Die Ergebnisse dieser Studie zeigen, dass die Bindung von Bim1 an den Dam1 Komplex ein wichtiger Schritt zur Regulierung des Aufbaus des äußeren Kinetochors ist und dazu dient, die Oligomerisierung und Anreicherung des Komplexes am Kinetochor zu kontrollieren. Mps1-Aktivität am Kinetochor fördert die Interaktion mit Bim1 und gewährleistet eine spezifische Anreicherung des Dam1 Komplexes in der Nähe von Kinetochoren, die keine Mikrotubuli gebunden haben. Dadurch wird gleichzeitig eine Anreicherung des Komplexes an anderen Mikrotubuli, zum Beispiel der Mittelzone der Spindel, verhindert. Zusätzlich fungiert Bim1 möglicherweise als Platzhalter, der anfangs den Dam1 Komplex am Plus-Ende eines Mikrotubulus positioniert und anschließend durch den Ndc80 Komplex ersetzt wird, um korrekt konfigurierte Kinetochor-Mikrotubulus-Verbindungen herzustellen.
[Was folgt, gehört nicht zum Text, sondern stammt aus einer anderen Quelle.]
PR #806, opened 2023-10-03
feat(Tools): add Eraser Tool

ramonemiliani93:
### Context

Creates an eraser tool that allows the deletion of annotations.

### Changes & Results

- Add new tool

What are the effects of this change?
- New tool available to delete annotations

### Testing
- There is an `EraserTool_test` file to run tests on the tool.

#### PR

#### Code

  etc.)

  additions or removals.

#### Tested Environment

- [] "OS: 
- [] "Node version: 
- [] "Browser:
  


jbocce:
Thank you so much for this PR. It is a nice feature to get in.

A few overall things for this PR...

- since we are changing the public api here, please run `yarn build:update-api` and commit and push the changes; this will get the API_CHECK passing
- I think it would be best to add the eraser tool to the stack annotation tools example (i.e. https://www.cornerstonejs.org/live-examples/stackannotationtools); the code for it is https://github.com/cornerstonejs/cornerstone3D/blob/main/packages/tools/examples/stackAnnotationTools/index.ts

packages/tools/src/tools/EraserTool.ts
```diff
@@ -0,0 +1,78 @@
...
+    const annotationsToRemove = [];
+
+    for (const toolName in tools) {
+      const toolInstance = tools[toolName];
+
+      if (typeof toolInstance.isPointNearTool !== 'function') {
+        continue;
+      }
+
+      const annotations = state.getAnnotations(toolName, viewportId);
```
jbocce, line 50: I think here we need `element` instead of `viewportId`

packages/tools/test/EraserTool_test.js
```diff
@@ -0,0 +1,208 @@
...
+        128
+      );
+
+      this.DOMElements.push(element);
+
+      const imageId1 = 'fakeImageLoader:imageURI_64_64_10_5_1_1_0';
+      const vp = this.renderingEngine.getViewport(viewportId);
+
+      const addEventListenerForAnnotationRemoved = () => {
+        element.addEventListener(csToolsEvents.ANNOTATION_REMOVED, () => {
```
jbocce, line 120: I think here instead of adding the listener to `element`, `eventTarget` should be used.

jbocce:
@ramonemiliani93 it looks good so far. Perhaps make the suggested changes, push and then we can take this out of draft and go from there. Thanks.

ramonemiliani93:
Changes done @jbocce 👌 Let me know If I need to add/update something 💪

jbocce:
> Changes done @jbocce 👌 Let me know If I need to add/update something 💪

@ramonemiliani93 thank you for the updates. However the unit test you added is not passing. Does it pass for you?

Also I was hoping you would have added the eraser tool to the stack annotation tools example [as I had requested](https://github.com/cornerstonejs/cornerstone3D/pull/806#issuecomment-1768630705). 

Without these two items it is difficult to test your code and complete the PR. If you could please update accordingly then that would be very much appreciated.

ramonemiliani93:
Sorry, @jbocce! It seems like I did not push the changes for the stack annotation tools example. Regarding the test, I have yet to figure out why it is not capturing the event (partly the reason why I opened the PR in draft). If you could point me in the right direction on how to figure out why the `ANNOTATION_REMOVED` event is not being caught, I will fix it as soon as possible.

packages/tools/test/EraserTool_test.js
```diff
@@ -0,0 +1,208 @@
...
+          target: element,
+          buttons: 1,
+          clientX: clientX1,
+          clientY: clientY1,
+          pageX: pageX1,
+          pageY: pageY1,
+        });
+
+        addEventListenerForAnnotationRemoved();
+        document.dispatchEvent(evt);
```
jbocce, line 195: Dispatch the event on the viewport element itself. (i.e. `element.dispatchEvent(evt)`)

packages/tools/test/EraserTool_test.js
jbocce, line 1: The only two changes I needed to have the test pass are suggested below. Please give them a try.

packages/tools/examples/stackAnnotationTools/index.ts
```diff
@@ -118,6 +119,7 @@ const toolsNames = [
   CobbAngleTool.toolName,
   ArrowAnnotateTool.toolName,
   PlanarFreehandROITool.toolName,
+  EraserTool.toolName,
```
jbocce, line 122: Thanks for adding the eraser tool to the example. I tried it and was able to delete every annotation type except the probe. Could you please have a look at why this might be? Thanks.

jbocce (changes requested):
Please update the unit test and if it passes push your changes and remove the draft status of the PR so that we can move forward. Also be sure to determine why the probe tool cannot be erased. Thanks.

sedghi (approved):

PR #1774, opened 2025-01-23
Modify ROI tools and arrow annotate tool to make rendering the text-box (or label) configurable

jmhmd:
### Context
Multiple tools by default render a text box, i.e. ROIs and arrow annotate. There are use cases for being able to configure these tools to not render the text (many pacs default to a plain arrow with no label), also ROIs without stats are useful for marking abnormalities when the stats are not relevant.

### Changes & Results
This PR makes the text box rendering configurable, and adds examples in the stack annotation tools example. The examples extend the default tools to allow both configurations to coexist.

#### PR

#### Code

  etc.)

  additions or removals.

#### Tested Environment

- [] "OS: 
- [] "Node version: 
- [] "Browser:
  

### DIFF
--- a/packages/tools/src/tools/annotation/ArrowAnnotateTool.ts
+++ b/packages/tools/src/tools/annotation/ArrowAnnotateTool.ts
@@ -67,6 +67,8 @@ class ArrowAnnotateTool extends AnnotationTool {
       supportedInteractionTypes: ['Mouse', 'Touch'],
       configuration: {
         shadow: true,
+        // Whether to ask for and render text box (label) on the annotation
+        renderTextBox: true,
         getTextCallback,
         changeTextCallback,
         preventHandleOutsideImage: false,
@@ -164,7 +166,7 @@ class ArrowAnnotateTool extends AnnotationTool {
     const { arrowFirst } = this.configuration;
     const FrameOfReferenceUID = viewport.getFrameOfReferenceUID();
 
-    const annotation = {
+    const annotation: ArrowAnnotation = {
       highlighted: true,
       invalidated: true,
       metadata: {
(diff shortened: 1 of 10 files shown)


packages/tools/src/tools/annotation/ArrowAnnotateTool.ts
```diff
@@ -181,20 +183,21 @@ class ArrowAnnotateTool extends AnnotationTool {
...
-              topRight: <Types.Point3>[0, 0, 0],
-              bottomLeft: <Types.Point3>[0, 0, 0],
-              bottomRight: <Types.Point3>[0, 0, 0],
-            },
-          },
         },
-        label: '',
       },
     };
+    if (!this.configuration.renderTextBox) {
```
sedghi, line 189: This should really be initialized, because the app config can switch renderTextBox on or off, and if it's not initialized, it will throw an error since the data is missing.

packages/tools/src/tools/annotation/ArrowAnnotateTool.ts
```diff
@@ -801,54 +812,56 @@ class ArrowAnnotateTool extends AnnotationTool {
...
-          worldBoundingBox: {
-            topLeft: <Types.Point3>[0, 0, 0],
-            topRight: <Types.Point3>[0, 0, 0],
-            bottomLeft: <Types.Point3>[0, 0, 0],
-            bottomRight: <Types.Point3>[0, 0, 0],
-          },
-        };
-        continue;
-      }
+      if (this.configuration.renderTextBox) {
```
sedghi, line 815: if (!this.configuration.renderTextBox){ return renderStatus} 

instead of indenting the code

packages/tools/src/tools/annotation/CircleROITool.ts
```diff
@@ -196,25 +198,27 @@ class CircleROITool extends AnnotationTool {
...
           points: [[...worldPos], [...worldPos]] as [
             Types.Point3, // center
             Types.Point3 // end
           ],
           activeHandleIndex: null,
         },
-        cachedStats: {},
       },
     };
+    if (this.configuration.renderTextBox) {
```
sedghi, line 209: same comment

packages/tools/src/tools/annotation/CircleROITool.ts
```diff
@@ -795,60 +801,62 @@ class CircleROITool extends AnnotationTool {
...
-          worldBoundingBox: {
-            topLeft: <Types.Point3>[0, 0, 0],
-            topRight: <Types.Point3>[0, 0, 0],
-            bottomLeft: <Types.Point3>[0, 0, 0],
-            bottomRight: <Types.Point3>[0, 0, 0],
-          },
-        };
-        continue;
-      }
+      if (this.configuration.renderTextBox) {
```
sedghi, line 804: same

sedghi (commented):
I'm not sure about this PR. The issue is that render and calculate are two separate things, and we're packing them into one boolean inside the configuration. 

Having said that, rendering also sounds like a presentation state, so one instance of a tool might want to decide whether to render a text box or not. I'm really wondering whether we should put that option in the `ToolStyle` class, similar to color and other properties.

Now the question is, how do we handle just rendering a rectangle, for example? I kind of wish we had a better compositional aspect, rather than inheritance, so we could say we want rectangle SVG drawing, but not stats, and we want to render a text box, and so on. But we don't have that now. 

For now, I guess building a new tool and just keeping what you want is the way to go.

jmhmd:
That makes sense, I can certainly make these custom tools, just trying to minimize the amount of custom code I have to maintain :) I can probably still just extend the tools as in this example and replace the `renderAnnotation` method to not calculate/draw the text box. Thanks for reviewing!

Vorherige Berichte über die physische Interaktion des Ska Komplexes aus Metazoa, des funktionellen Homolog des Dam1 Komplexes, und dem Mikrotubulus Plus-Enden-bindenden Protein EB1 legen die Vermutung nahe, dass die mechanistischen Grundlagen, die in der vorliegenden Dissertation beschrieben werden, unter Eukaryoten weit verbreitet und konserviert sind.